It is saying I have to deinstall 1.3 first!!!!!!!!!!  That is absolutely impossible, I cannot bring the system down to install configure and test version 2, which will likely take several days.  I have read of several people who have both installed and running concurrently, but using different ports, so I know it must be possible.

How can I install the new version and get it up and running and testing without deinstalling the old version?

Marshall


----------



## SirDice (Jan 10, 2012)

mdudley said:
			
		

> That is absolutely impossible, I cannot bring the system down to install configure and test version 2, which will likely take several days.


Which is why, normally, you'd do this on a test system first.

If that system is so important that it can't be brought down, how do you update anything on it? What happens if the hardware suddenly dies? Wouldn't it be wiser to invest in some HA solution? Or at least a standby system?


----------



## anomie (Jan 10, 2012)

At very least, create a jail (with a new IP) to install it in. Test it there.
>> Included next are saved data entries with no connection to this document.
PR #280, opened 2025-02-02
Add trace intervals to new DM services from #156

### LINKED ISSUE #262: Add trace intervals to new DM classes
The boston_dm service has this, the new DM services (#156) don't.

ivalaginja:
Fixes #262.

Since we broke up the way voltages and DM surface is computed in the new services, I was unsure where to add the trace interval previously labelled as "compute voltages":
https://github.com/spacetelescope/catkit2/blob/67833ed37cd2fc02e26b03b109df344895b5aa04/catkit2/services/bmc_dm/bmc_dm.py#L100

I have put the others in their respective new place:
- "send surface"
- "update dm surface"
- "compute total surface"
- "send data"

Edit: The "compute voltages" trace was added as the PR progressed.

### DIFF
--- a/catkit2/base_services/bmc_deformable_mirror.py
+++ b/catkit2/base_services/bmc_deformable_mirror.py
@@ -54,9 +54,13 @@ class BmcDeformableMirror(DeformableMirrorService):
             # Send voltages to the device.
             self.send_to_device()
 
+            with trace_interval('compute voltage'):
+                discretized_surface = self.discretized_surface
+                discretized_voltages = self.discretized_voltages
+
             # Submit discretized surface and voltages to data streams.
-            self.total_surface.submit_data(self.discretized_surface)
-            self.total_voltage.submit_data(self.discretized_voltages)
+            self.total_surface.submit_data(discretized_surface)
+            self.total_voltage.submit_data(discretized_voltages)
 
     def send_to_device(self):
         '''Send the surface to the simulated/real hardware.
--- a/catkit2/base_services/bmc_deformable_mirror.py
+++ b/catkit2/base_services/bmc_deformable_mirror.py
@@ -1,4 +1,5 @@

When ready, deploy it to the "host" (production) environment. 

Image or dump(8) your filesystems before making changes, in case you need to roll back. 

And I agree with SirDice's sentiments: something sounds off about your SLA. You need a test environment _and_ redundancy in your production environment, or your customers will need to really adjust expectations.


----------



## mdudley (Jan 11, 2012)

I have a backup system, but it can't be a simple drop in, as multiple sales are made every minute, and by the time the backup is brought up to date, the information is already old.  As far as failures are concerned, the drives are on raid, so if one fails it is simply replaced, and if hardware fails, it is swapped out but keeping the old drives.  There is also a full operating backup system, but obviously it cannot be completely kept up to date with continuous sales coming in, so a complete swap out is a last resort.

Bringing up apache on a different ip (or port) is no problem and that is what I planned to do, to get it all working, before switching it over to version 2.

I don't understand why it says that it cannot install, from what I can tell it installs in the apache2 directory, and the 1.3 installs in the apache directory, so why should there be a problem?  I know it can be done, I have read of others who have both running concurrently.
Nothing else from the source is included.